### DATA FOR ANALYSIS:
'''

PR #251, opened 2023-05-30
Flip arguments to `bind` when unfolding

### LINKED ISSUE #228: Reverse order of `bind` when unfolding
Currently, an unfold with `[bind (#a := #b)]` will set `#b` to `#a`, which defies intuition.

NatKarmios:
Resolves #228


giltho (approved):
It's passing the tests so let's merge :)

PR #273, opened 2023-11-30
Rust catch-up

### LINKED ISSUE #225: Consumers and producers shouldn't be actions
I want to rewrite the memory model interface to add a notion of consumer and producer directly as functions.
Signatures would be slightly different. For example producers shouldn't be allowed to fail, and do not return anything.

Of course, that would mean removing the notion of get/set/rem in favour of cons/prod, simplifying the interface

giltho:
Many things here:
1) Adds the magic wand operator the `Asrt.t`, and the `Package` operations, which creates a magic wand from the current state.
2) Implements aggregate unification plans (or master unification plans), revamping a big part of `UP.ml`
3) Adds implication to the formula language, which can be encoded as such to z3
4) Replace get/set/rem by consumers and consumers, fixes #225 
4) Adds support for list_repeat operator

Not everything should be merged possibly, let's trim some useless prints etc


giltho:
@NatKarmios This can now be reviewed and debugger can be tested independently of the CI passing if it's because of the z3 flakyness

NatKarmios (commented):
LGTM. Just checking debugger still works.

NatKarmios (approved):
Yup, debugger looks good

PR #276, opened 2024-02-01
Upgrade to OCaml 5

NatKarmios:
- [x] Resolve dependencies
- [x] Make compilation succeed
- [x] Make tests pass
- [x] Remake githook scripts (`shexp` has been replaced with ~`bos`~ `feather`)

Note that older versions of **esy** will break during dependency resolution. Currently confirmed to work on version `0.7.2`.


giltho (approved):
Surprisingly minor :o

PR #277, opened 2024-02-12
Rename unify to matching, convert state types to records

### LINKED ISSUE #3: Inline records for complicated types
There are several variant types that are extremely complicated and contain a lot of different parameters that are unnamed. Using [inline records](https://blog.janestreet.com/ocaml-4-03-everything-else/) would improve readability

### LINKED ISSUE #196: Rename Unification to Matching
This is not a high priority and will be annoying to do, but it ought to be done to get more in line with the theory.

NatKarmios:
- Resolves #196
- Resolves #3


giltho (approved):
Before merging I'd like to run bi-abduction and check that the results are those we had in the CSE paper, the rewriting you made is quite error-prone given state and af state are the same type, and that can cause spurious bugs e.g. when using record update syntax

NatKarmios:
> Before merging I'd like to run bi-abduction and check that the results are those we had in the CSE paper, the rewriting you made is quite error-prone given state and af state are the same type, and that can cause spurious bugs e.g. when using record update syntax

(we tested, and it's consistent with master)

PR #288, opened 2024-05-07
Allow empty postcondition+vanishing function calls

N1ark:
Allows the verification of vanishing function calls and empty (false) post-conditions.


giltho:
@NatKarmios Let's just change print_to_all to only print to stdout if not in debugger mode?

'''

### ACTION ITEM:
Please report every line of the listing that contains the string "LINKED".

### OUTPUT FOR THIS TASK:
### LINKED ISSUE #228: Reverse order of `bind` when unfolding
### LINKED ISSUE #225: Consumers and producers shouldn't be actions
### LINKED ISSUE #3: Inline records for complicated types
### LINKED ISSUE #196: Rename Unification to Matching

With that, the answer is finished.